The multiverse conjecture is particularly popular in the context of string theory, which is currently believed to imply a vast number of possible universes. In this context, an alternative notion of naturalness has been proposed. While the common notion of the Multiverse solving the fine-tuning problem is a purely statistical (the more universes, the more likely it is to find one with a small electroweak scale), the so-called string-naturalness proposal is to call a theory “natural” if it arises from a “typical” string vacuum. In his contribution, Williams points out how vastly different such a notion is from the usual definition of naturalness which prohibits a strong dependence of long-distance phenomena from short-distance physics, and discusses the consequences for particle phenomenology.

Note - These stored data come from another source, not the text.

PR #502, opened 2025-11-27
Eliminate allocation with `ZonedDateTime` constructor using `is_dst::Bool`

### LINKED ISSUE #495: `ZonedDateTime` allocates memory when using disambiguating method with `Bool`s (but not with `Int`s)
```julia-repl
julia> using TimeZones

julia> @time ZonedDateTime(2025, 7, 18, 22, 5, tz"Europe/Berlin")
  0.000002 seconds
2025-07-18T22:05:00+02:00

julia> @time ZonedDateTime(2025, 7, 18, 22, 5, tz"Europe/Berlin", 1)
  0.000002 seconds
2025-07-18T22:05:00+02:00

julia> @time ZonedDateTime(2025, 7, 18, 22, 5, tz"Europe/Berlin", true)
  0.000001 seconds (1 allocation: 48 bytes)
2025-07-18T22:05:00+02:00
```
The last method allocates memory.  It'd be nice to remove the memory allocation, since the other ones don't have it

omus:
Fixes #495. We now no longer see allocations when using `ZonedDateTime(dt, tz, is_dst::Bool)` when the local date/time is not ambiguous. We still see allocations when it is ambiguous though. 

```julia
julia> VERSION
v"1.12.2"

julia> @allocated ZonedDateTime(DateTime(2025, 7, 18, 22, 5), tz"Europe/Berlin", true)  # unambiguous
0

julia> @allocated ZonedDateTime(DateTime(2025, 10, 26, 2), tz"Europe/Berlin", 1)  # ambiguous
0

julia> @allocated ZonedDateTime(DateTime(2025, 10, 26, 2), tz"Europe/Berlin", 2) # ambiguous
0

julia> @allocated ZonedDateTime(DateTime(2025, 10, 26, 2), tz"Europe/Berlin", true) # ambiguous
64

julia> @allocated ZonedDateTime(DateTime(2025, 10, 26, 2), tz"Europe/Berlin", false) # ambiguous
64
```

### DIFF
--- a/src/types/zoneddatetime.jl
+++ b/src/types/zoneddatetime.jl
@@ -92,12 +92,12 @@ ambiguous within the given time zone you can set `is_dst` to resolve the ambigui
     elseif num == 0
         throw(NonExistentTimeError(dt, tz))
     elseif num == 2
-        possible = [first(possible), last(possible)]
         mask = [isdst(zdt.zone.offset) for zdt in possible]
 
         # Mask is expected to be unambiguous.
         !xor(mask...) && throw(AmbiguousTimeError(dt, tz))
 
+        # Since the mask is unambiguous we can pick the ZonedDateTime which matches `is_dst`
         return mask[1] == is_dst ? possible[1] : possible[2]
     else
         throw(AmbiguousTimeError(dt, tz))
--- a/src/types/zoneddatetime.jl
+++ b/src/types/zoneddatetime.jl
@@ -83,7 +83,7 @@ end
 Construct a `ZonedDateTime` by applying a `TimeZone` to a `DateTime`. If the `DateTime` is
 ambiguous within the given time zone you can set `is_dst` to resolve the ambiguity.
 """
-function ZonedDateTime(dt::DateTime, tz::VariableTimeZone, is_dst::Bool)
+@inline function ZonedDateTime(dt::DateTime, tz::VariableTimeZone, is_dst::Bool)
     possible = interpret(dt, tz, Local)
 
     num = length(possible)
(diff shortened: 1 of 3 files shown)


omus:
Julia 1.10.10, 1.11.7, 1.12.2, and 1.14.0-DEV.1310 all report this on the REPL:
```julia
julia> @allocated ZonedDateTime(DateTime(2025, 7, 18, 22, 5), tz"Europe/Berlin", true)
0
```
I'm not sure why I see allocations in the tests on Julia 1.12.2 and 1.14.0-DEV.1310 but this overall seems like an improvement.

src/types/zoneddatetime.jl
```diff
@@ -92,12 +92,12 @@ ambiguous within the given time zone you can set `is_dst` to resolve the ambigui
     elseif num == 0
         throw(NonExistentTimeError(dt, tz))
     elseif num == 2
-        possible = [first(possible), last(possible)]
```
omus: Turns out I didn't need this after all

giordano:
> I'm not sure why I see allocations in the tests on Julia 1.12.2 and 1.14.0-DEV.1310 but this overall seems like an improvement.

Code coverage is effectful and in v1.12+ it tends to cause extra allocations.

omus:
> > I'm not sure why I see allocations in the tests on Julia 1.12.2 and 1.14.0-DEV.1310 but this overall seems like an improvement.
> 
> Code coverage is effectful and in v1.12+ it tends to cause extra allocations.

Good to know. That may not be the root cause here though since `Pkg.test(coverage=true)` and `Pkg.test(coverage=false)` have the same allocations.

PR #509, opened 2026-04-13
Ignore dotfiles when walking tz directories

jd-foster:
Encountered the following error:
```
LoadError: ArgumentError: Magic file identifier "TZjf" not found.
  Stacktrace:
    [1] read_signature
      @ ~/.julia/dev/TimeZones/src/tzjfile/read.jl:15 [inlined]
    [2] read(io::IOStream)
      @ TimeZones.TZJFile ~/.julia/dev/TimeZones/src/tzjfile/read.jl:8
    [3] open(::typeof(TimeZones.TZJFile.read), ::String, ::Vararg{String}; kwargs::@Kwargs{})
      @ Base ./io.jl:410
    [4] open
      @ ./io.jl:407 [inlined]
    [5] #reload!##0
      @ ~/.julia/dev/TimeZones/src/types/timezonecache.jl:31 [inlined]
    [6] walk_tz_dir(f::TimeZones.var"#reload!##0#reload!##1"{TimeZones.TimeZoneCache}, dir::String)
      @ TimeZones ~/.julia/dev/TimeZones/src/utils.jl:126
```

[This observation](https://github.com/apache/arrow-julia/issues/510#issuecomment-2488695003) yielded the answer, that typically macOS users see the error from .DS_Store files being included in the caching.

Issue #473, opened 2024-09-06
`TimeZones.build` doesn't rebuild compiled files upon failure


omus:
While working on #471 I noticed at after I introduced the fix in #472 I couldn't use `TimeZones.build("2024b")` to re-build without first deleting the `compiled/tzjf/v1/2024b` scratch folder first:
```julia
julia> TimeZones.build("2024b")
ERROR: Cache remains empty after loading
Stacktrace:
 [1] error(s::String)
   @ Base ./error.jl:35
 [2] reload!
   @ ~/.julia/dev/TimeZones/src/types/timezonecache.jl:40 [inlined]
 [3] _reload_tz_cache
   @ ~/.julia/dev/TimeZones/src/types/timezonecache.jl:73 [inlined]
 [4] build(version::String; force::Bool)
   @ TimeZones ~/.julia/dev/TimeZones/src/build.jl:16
 [5] build(version::String)
   @ TimeZones ~/.julia/dev/TimeZones/src/build.jl:11
 [6] top-level scope
   @ REPL[2]:1
```
Seems like we should check that the destination directory both exists and is not empty when skipping compilation.

omus:
Was fixed by https://github.com/JuliaTime/TimeZones.jl/pull/474

PR #510, opened 2026-09-15
Ignore dotfiles when deciding whether tzdata is already compiled

youdie006:
#509 taught `walk_tz_dir` to skip dotfiles, but `build`'s "is this already compiled?" check reads the same directory with a bare `readdir`:

```julia
# src/tzdata/build.jl:56
if !isdir(compiled_dir) || isempty(readdir(compiled_dir))
```

So a macOS `.DS_Store` in the compiled directory counts as compiled data. Measured on `master`, with only `.DS_Store` in `compiled/tzjf/v1/2016j`:

```
pristine : build() logs nothing, directory afterwards is [".DS_Store"]   - zero tz files
fixed    : "Compiling tzdata 2016j region data", directory is [".DS_Store", "GMT", "UTC"]
```

With no tz files, `reload!` throws `Cache remains empty after loading` - the error #473 reported, and the one #474's emptiness check was added to prevent. Re-running `TimeZones.build()` cannot repair it, because the dotfile keeps the directory non-empty forever; #473's manual workaround of deleting the scratch folder is the only way out.

#509 made this more reachable rather than less: before it, the walker threw `Magic file identifier "TZjf" not found` on the dotfile, so the problem announced itself.

`build` already filters the tz **source** directory against `REGIONS` twelve lines earlier (`:53`), and `deprecated.jl:37` does the same. The compiled directory was the one place a raw `readdir` result was trusted as tz data.

The second hunk applies the same guard to `compile(tz_source_dir, dest_dir)` at `compile.jl:716`, the only other bare `readdir` of a tz directory. That path is not covered by the new test: reaching it needs a dotfile with real binary content in a source directory passed directly to `TZData.compile`, and how it fails then depends on the bytes (I saw both an `Unhandled line found with type: ... Bud1` warning and a `BoundsError` from the `split(line, r"\s+"; limit=3)` destructure). Say the word if you would rather I split that hunk out.

<details>
<summary>Verification</summary>

`Pkg.test()` on `julia:1.11` with `JULIA_TZ_VERSION=2016j`, as `CI.yml` sets it:

| | Pass | Fail | Broken | Total |
|---|---|---|---|---|
| this branch | 32795 | 0 | 4 | 32799 |
| `build.jl` reverted, test kept | 32794 | 1 | 4 | 32799 |
| bound widened to "always recompile" | 32794 | 1 | 4 | 32799 |

The revert fails the first row (`"UTC" in [".DS_Store"]`); always-recompiling fails the second (`!("UTC" in [".DS_Store", "GMT", "SENTINEL", "UTC"])`), which is in the test specifically to keep #474's caching behaviour pinned. Different rows in each direction.

The existing `build` testset passes on `master` because it runs `TZData.cleanup` first, so `compiled_dir` does not exist and the `!isdir` branch short-circuits - the `readdir` half is never evaluated. That is why this was not caught.

The test needs no network: the archive file is touched and the source directory is seeded from the repo's own `deps/tzsource_custom/utc`.

</details>

Prepared with AI assistance (Claude); I reproduced the skipped build and the empty compiled directory myself, and verified both mutation directions.


youdie006:
CI note: the two red legs on this PR are pre-existing on master, not caused by this change.

`Julia nightly - ubuntu-latest - x64` and `Julia 1.13.0 - ubuntu-latest - x86` are the same two jobs that fail in the scheduled master runs at `d743cd6a` with no PR involved, and they have failed there every day for at least five consecutive runs (34941760535, 34819149247, 34744910397, 34679552964, 34572959811). Every other leg on this PR is green.

I have not investigated the cause of those two, since it is outside the scope of this change.

PR #1310, opened 2026-08-18
[seekdb][transaction] Allocate log callbacks on demand

hnwyllmm:
## Task Description
Transactions have three reserved redo log callbacks. After they are exhausted, the current implementation obtains extra callback groups from an LS-level object pool. The pool starts empty and is adjusted once per minute, so load bursts can fail with OB_TX_NOLOGCB(-6268) before the pool has expanded, delaying transaction log progress.

## Solution Description
- Allocate one ObTxLogCbGroup from the process allocator on demand when the transaction callback list is empty, while preserving _trx_max_log_cb_limit.
- Mark dynamically allocated groups explicitly, skip object-pool statistics and address inference, and release them when the transaction context resets.
- Stop periodic callback-pool sizing because the extra callback path no longer uses that pool.
- Base pending-log overflow detection on the per-transaction callback limit instead of pool occupancy.

## Passed Regressions
- git diff --check
- ob-make ob_storage
- CARGO_NET_OFFLINE=true ob-make seekdb

## Upgrade Compatibility
No storage format, schema, protocol, or configuration compatibility impact.

## Other Information
This MR contains one commit: fec8f5fc38e. No unrelated changes are included. Dynamic allocation follows the existing log_cb_lock_ critical section to preserve callback-list concurrency semantics.

### DIFF
--- a/src/storage/tx/ob_tx_ctx_log_cb_helper.cpp
+++ b/src/storage/tx/ob_tx_ctx_log_cb_helper.cpp
@@ -101,18 +101,16 @@ int ObTxCtx::get_log_cb_(ObTxLogCb *&log_cb)
       ret = OB_TX_NOLOGCB;
     } else if (OB_FAIL(alloc_log_cb(this, new_log_cb))) {
     } else {
-      {
-        ObSpinLockGuard guard(log_cb_lock_);
+      ObSpinLockGuard guard(log_cb_lock_);
+      allocated_log_cb_count = allocated_log_cb_count_;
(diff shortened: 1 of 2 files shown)


hnwyllmm:
The mapping Dima issue is "Under concurrent load, login reads __all_global_stat and triggers OB_ERR_SHARED_LOCK_CONFLICT (-6004), JDBC connection establishment returns 4012 Statement is timeout" for [SeekDB 1.4.0][batch_dml].

footka (approved):

PR #1312, opened 2026-08-18
fix(observer): return startup errors without invalid reload

footka:
## Task Description
This fix ensures that startup errors are returned correctly without triggering an invalid reload process.

## Solution Description
The change modifies the observer's startup error handling logic to bypass an invalid reload step when an error occurs, allowing the error to be surfaced directly.

## Release Note
Fixed an issue where observer startup errors were not properly returned due to an invalid reload step.


footka:
The mapping Dima issue is that a SIGSEGV is triggered when seekdb fails to validate startup resource parameters.

hnwyllmm (approved):

PR #1316, opened 2026-08-19
[seekdb][transaction] Retry GTS acquisition when not ready

hnwyllmm:
## Task Description
When the local GTS service has not prepared the next timestamp range, `ObTsMgr::get_gts` returns `OB_EAGAIN`. The snapshot acquisition path did not distinguish this temporary GTS state from generic `OB_EAGAIN`, so the error could escape the transaction layer and become a user-visible JDBC `Try again` during write pressure.
The original bigtrans_lite incident also contains PALF-side `OB_EAGAIN`. This change is intentionally limited to the GTS snapshot path and does not claim to retry or mask every PALF `OB_EAGAIN` source.

## Solution Description
- Restore `OB_GTS_NOT_READY` when nonblocking GTS acquisition returns `OB_EAGAIN`.
- Retry GTS acquisition internally with a 10 ms interval, for at most 1 second and no later than the request or transaction deadline.
- Release the transaction descriptor lock while synchronously waiting, then recheck interruption, abort, rollback and operation-sequence state after reacquiring it.
- Use the retrying snapshot path for transaction read snapshots, write-store-context snapshots and snapshot-version acquisition.
- Treat ID-not-ready errors as retryable in the existing MDS registration retry loop.

## Passed Regressions
- `git diff --check`
- `CARGO_NET_OFFLINE=true ob-make seekdb` (release build, compile and link passed)
The original CI endpoint had already been cleaned up, so the full bigtrans_lite workload was not replayed in this change.

## Upgrade Compatibility
No storage format, schema, wire protocol or configuration change. This only changes transaction-layer error classification and bounded retry behavior.

## Other Information
- MR contains one commit: `74e0e0b966e`.
- GTS polling interval is 10 ms; the bounded wait does not introduce an unbounded SQL retry.
- Generic PALF `OB_EAGAIN` handling remains outside this MR.
- Related links: DIMA-2026081800118330224

### DIFF
--- a/src/storage/tx/ob_trans_service.cpp
+++ b/src/storage/tx/ob_trans_service.cpp
@@ -399,13 +399,14 @@ int ObTransService::register_mds_into_tx(ObTxDesc &tx_desc,
   if (OB_SUCC(ret)) {
     do {
       ret = register_mds_into_ctx_(tx_desc, type, buf, buf_len, seq_no, register_flag);
-      if (OB_EAGAIN == ret && ObTimeUtil::current_time() >= tx_desc.expire_ts_) {
+      if ((OB_EAGAIN == ret || is_id_not_ready_err(ret))
+          && ObTimeUtil::current_time() >= tx_desc.expire_ts_) {
         ret = OB_TIMEOUT;
         TRANS_LOG(WARN, "register tx data timeout", KR(ret), K(tx_desc), K(type));
-      } else if (OB_EAGAIN == ret) {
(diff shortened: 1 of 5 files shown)


hnwyllmm:
The mapping Dima issue is that during bulk writes to wide tables, PALF/transaction logs continuously return error -4023, causing JDBC to receive a "Try again" message and resulting in UpdateIgnore initialization failure.

footka (approved):

PR #1318, opened 2026-08-20
fix(sql): pass has_lob_header to get_nullsafe_cmp_func for LOB comparisons

footka:


footka:
The mapping Dima issue is [[sqlancer] Misalignment of filter comparison parameters for LONGTEXT column pushdown: get_nullsafe_cmp_func has_lob_header always false causing mismatch (introduced in 2bf907c560f)]

hnwyllmm (approved):

PR #1320, opened 2026-08-20
[seekdb][Vector Index] Fix SINDI snapshot deserialization failure

hnwyllmm:
## Task Description
1. After creating a local SINDI index on a non-empty table, the first ANN query fails to deserialize the persisted snapshot and returns error 7604. OceanBase uses a callback sharding mechanism to implement `ObIStreamBuf`, but the VSAG `BufferStreamReader` incorrectly treats the current shard length as the full stream length, causing subsequent reads to go out of bounds and report a READ_ERROR.
2. Prevent duplicate final commit log submission. A transaction commit retry could arrive before the previous final state-log callback changed the downstream state, leading to the submission of a second `TX_COMMIT_LOG`. The duplicate callback later attempted to write already read-only transaction data, resulting in `OB_ERR_UNEXPECTED` followed by an `ob_abort`.

## Solution Description
Add `deserialize_without_buffer=true` to the VSAG `index_param` for SINDI. This bypasses the `BufferStreamReader` which depends on the full stream length, allowing SINDI to read the snapshot directly from the callback stream. The existing `deserialize_without_footer=true` is retained, ensuring no change to the snapshot format.
A new, independent mysqltest case is added to cover the scenario of executing an ANN query immediately after creating a SINDI index on a non-empty table.

## Passed Regressions
- `CARGO_NET_OFFLINE=true ob-make seekdb`: Passed.
- Executed regression SQL using the newly built seekdb: Both the first and subsequent ANN queries after index creation returned the expected results (2, 1).
- Restarted seekdb using the same data directory and queried again: Returned the expected results (2, 1).
- No occurrences of `BufferStreamReader`, `READ_ERROR`, `fdeserialize error`, or `-7604` were found in the logs.
- There is no standalone mysqltest executable locally; the full SQL from the new test case has been executed and passed on an actual seekdb instance.

## Upgrade Compatibility
No changes to the SINDI snapshot format; existing indexes remain compatible. Only the deserialization reading method has been adjusted.

## Other Information
This MR contains only one fix commit with no unrelated changes.

## Release Note
Fixed an issue where creating a local SINDI index on a non-empty table could cause the first ANN query to fail with error 7604 due to snapshot deserialization failure. The fix adjusts the deserialization process to correctly handle streamed data.

### DIFF
--- a/.akfarm
+++ b/.akfarm
@@ -7,7 +7,7 @@ ddlmigrate_lite
 ddltest_duomo
 multi_modal_test
 stress_duomo
-bigtrans_lite
+!bigtrans_lite
 obtrade_lite
 ps5_lite
 obrqg_lite


hnwyllmm:
The mapping Dima issue is [[seekdb][Vector Index] First ANN query after creating SINDI on a non-empty table fails with error 7604 due to snapshot deserialization failure.

footka (approved):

Finally, the article by Päs goes even beyond the multiverse, suggesting that it is a necessary consequence if the universe is considered as a single entangled quantum state. He argues that an understanding of naturalness is tightly related to the question of what characterizes a truly fundamental theory. He also points out a possible relationship between these views and recent advances in gravitational theories such as the “ER = EPR conjecture”.

Even though it is impossible to do full justice to the concepts of naturalness, fine tuning, and hierarchy within a single volume, we believe that this Special Issue represents the diversity of views and formulations of these issues and their current status within high-energy physics. As editors, we would like to thank all authors for their time and effort in preparing their contributions.